━━━━━ PROVIDED ENTRIES ━━━━━

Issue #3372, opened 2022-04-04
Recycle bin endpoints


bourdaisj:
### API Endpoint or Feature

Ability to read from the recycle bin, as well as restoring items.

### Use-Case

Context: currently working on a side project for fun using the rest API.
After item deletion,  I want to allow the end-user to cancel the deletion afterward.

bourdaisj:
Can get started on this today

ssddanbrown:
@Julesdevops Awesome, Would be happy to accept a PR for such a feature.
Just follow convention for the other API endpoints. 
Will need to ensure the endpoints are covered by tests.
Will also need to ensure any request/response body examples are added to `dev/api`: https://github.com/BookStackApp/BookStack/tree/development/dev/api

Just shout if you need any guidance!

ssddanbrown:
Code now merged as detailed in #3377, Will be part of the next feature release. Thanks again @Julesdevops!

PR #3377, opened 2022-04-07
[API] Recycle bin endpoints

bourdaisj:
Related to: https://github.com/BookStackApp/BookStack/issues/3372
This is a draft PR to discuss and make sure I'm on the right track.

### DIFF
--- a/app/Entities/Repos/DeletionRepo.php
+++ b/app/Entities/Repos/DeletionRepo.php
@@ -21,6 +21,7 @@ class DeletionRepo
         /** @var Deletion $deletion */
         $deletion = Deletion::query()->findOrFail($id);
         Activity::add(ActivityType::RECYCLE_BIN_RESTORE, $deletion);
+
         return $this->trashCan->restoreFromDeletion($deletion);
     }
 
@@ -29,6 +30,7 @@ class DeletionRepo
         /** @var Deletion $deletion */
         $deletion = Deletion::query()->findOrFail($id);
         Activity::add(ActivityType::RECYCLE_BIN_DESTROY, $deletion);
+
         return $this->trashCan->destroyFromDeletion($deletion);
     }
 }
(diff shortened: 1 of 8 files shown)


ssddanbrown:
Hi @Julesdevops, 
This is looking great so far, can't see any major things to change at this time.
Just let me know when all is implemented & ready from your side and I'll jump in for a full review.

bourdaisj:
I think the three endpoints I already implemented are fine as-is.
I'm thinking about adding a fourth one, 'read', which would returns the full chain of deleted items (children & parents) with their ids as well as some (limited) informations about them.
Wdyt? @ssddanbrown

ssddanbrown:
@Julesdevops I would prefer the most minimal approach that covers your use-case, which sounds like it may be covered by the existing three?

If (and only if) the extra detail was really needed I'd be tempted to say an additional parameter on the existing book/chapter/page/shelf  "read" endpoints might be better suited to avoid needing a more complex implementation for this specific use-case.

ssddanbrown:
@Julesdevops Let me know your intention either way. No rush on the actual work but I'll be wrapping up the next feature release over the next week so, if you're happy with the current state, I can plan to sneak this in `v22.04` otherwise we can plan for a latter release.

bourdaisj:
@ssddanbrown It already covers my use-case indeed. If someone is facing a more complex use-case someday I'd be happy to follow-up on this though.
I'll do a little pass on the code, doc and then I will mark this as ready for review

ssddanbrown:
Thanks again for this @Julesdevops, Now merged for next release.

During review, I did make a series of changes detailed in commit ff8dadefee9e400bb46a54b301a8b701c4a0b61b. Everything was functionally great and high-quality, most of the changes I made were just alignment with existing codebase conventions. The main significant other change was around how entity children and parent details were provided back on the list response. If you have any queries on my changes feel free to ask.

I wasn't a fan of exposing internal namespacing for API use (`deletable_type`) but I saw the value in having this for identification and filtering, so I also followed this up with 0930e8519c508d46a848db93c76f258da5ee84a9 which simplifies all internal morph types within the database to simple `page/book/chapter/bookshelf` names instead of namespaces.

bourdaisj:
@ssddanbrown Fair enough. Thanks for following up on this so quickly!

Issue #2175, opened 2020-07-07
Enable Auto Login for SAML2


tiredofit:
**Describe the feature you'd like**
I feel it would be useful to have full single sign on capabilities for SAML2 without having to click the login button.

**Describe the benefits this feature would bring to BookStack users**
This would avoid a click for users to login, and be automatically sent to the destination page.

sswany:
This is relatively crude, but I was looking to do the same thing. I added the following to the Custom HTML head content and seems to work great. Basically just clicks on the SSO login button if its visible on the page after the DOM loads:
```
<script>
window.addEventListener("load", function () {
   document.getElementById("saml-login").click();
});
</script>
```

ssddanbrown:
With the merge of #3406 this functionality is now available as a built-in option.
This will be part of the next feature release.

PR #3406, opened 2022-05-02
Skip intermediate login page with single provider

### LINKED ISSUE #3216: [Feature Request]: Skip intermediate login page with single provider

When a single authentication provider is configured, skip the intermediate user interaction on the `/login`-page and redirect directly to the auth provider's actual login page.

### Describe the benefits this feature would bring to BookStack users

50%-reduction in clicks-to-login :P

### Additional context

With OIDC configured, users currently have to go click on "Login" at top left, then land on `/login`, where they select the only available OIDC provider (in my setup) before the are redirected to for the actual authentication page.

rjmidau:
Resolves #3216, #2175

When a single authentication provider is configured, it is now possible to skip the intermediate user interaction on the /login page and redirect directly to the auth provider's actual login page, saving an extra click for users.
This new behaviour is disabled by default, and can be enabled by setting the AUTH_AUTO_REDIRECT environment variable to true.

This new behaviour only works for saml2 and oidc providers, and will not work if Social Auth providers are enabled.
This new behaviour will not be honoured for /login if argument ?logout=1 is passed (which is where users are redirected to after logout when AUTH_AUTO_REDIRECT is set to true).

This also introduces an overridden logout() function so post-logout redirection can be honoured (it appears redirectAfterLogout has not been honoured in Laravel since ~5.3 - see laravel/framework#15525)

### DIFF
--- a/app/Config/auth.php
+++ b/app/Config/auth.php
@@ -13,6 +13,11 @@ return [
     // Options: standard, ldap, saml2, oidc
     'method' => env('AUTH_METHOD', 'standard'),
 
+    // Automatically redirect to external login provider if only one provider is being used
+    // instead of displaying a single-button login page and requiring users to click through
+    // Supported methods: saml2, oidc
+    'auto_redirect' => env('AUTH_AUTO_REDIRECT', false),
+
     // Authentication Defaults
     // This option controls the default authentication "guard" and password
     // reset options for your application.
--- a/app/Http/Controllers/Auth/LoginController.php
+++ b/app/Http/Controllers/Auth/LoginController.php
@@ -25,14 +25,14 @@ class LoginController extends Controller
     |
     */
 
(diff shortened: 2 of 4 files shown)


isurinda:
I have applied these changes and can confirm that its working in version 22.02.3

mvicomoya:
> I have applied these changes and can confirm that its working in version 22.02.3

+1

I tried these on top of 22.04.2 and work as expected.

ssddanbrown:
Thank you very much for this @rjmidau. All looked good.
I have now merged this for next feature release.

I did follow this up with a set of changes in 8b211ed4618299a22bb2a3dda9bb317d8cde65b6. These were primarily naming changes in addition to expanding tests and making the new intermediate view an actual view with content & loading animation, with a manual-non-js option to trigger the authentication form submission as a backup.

━━━━━
━━━━━ PROVIDED ENTRIES ━━━━━

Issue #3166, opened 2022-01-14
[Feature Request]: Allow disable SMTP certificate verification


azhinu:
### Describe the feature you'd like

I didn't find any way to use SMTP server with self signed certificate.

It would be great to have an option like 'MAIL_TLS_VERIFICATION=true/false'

━━━━━
━━━━━ PROVIDED ENTRIES ━━━━━

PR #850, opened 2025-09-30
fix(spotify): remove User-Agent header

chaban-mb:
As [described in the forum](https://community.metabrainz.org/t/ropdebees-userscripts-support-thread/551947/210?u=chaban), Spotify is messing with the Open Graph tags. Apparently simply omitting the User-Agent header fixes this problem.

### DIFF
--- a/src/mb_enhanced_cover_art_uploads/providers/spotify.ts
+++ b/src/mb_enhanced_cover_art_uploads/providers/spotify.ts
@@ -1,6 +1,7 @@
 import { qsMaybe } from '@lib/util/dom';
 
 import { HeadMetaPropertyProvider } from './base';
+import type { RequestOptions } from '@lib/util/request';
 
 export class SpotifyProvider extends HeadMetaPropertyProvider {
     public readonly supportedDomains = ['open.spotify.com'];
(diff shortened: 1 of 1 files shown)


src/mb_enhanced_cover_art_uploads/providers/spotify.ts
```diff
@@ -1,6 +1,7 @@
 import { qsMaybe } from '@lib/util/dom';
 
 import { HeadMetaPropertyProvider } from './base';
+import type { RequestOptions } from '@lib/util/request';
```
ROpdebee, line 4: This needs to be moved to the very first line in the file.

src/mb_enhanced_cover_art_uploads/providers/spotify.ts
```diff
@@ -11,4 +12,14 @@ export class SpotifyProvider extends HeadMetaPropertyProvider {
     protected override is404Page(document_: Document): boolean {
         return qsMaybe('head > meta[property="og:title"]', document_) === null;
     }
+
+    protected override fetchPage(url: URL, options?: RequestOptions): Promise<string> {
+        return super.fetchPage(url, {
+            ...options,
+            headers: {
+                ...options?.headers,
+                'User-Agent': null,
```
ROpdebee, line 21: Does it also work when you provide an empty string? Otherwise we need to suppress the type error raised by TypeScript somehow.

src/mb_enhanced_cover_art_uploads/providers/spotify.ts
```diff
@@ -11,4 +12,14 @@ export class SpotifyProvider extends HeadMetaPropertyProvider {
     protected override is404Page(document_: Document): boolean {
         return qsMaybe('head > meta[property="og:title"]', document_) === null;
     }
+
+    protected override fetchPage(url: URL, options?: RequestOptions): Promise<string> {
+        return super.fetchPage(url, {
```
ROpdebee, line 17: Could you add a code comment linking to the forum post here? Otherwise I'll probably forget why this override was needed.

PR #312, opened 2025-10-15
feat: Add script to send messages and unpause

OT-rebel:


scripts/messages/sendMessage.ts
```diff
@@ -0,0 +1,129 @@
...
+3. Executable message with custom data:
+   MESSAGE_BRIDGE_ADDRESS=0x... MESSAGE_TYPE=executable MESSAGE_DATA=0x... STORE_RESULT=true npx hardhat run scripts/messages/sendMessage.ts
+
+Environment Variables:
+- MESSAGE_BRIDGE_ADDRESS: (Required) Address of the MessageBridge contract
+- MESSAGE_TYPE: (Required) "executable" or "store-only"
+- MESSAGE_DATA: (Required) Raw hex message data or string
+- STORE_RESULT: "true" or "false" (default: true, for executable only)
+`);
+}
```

━━━━━

THE PROBLEM: Look over the entries above. Copy every line that contains the word "following".

ANSWER BOX:
@ssddanbrown Fair enough. Thanks for following up on this so quickly!
This is relatively crude, but I was looking to do the same thing. I added the following to the Custom HTML head content and seems to work great. Basically just clicks on the SSO login button if its visible on the page after the DOM loads:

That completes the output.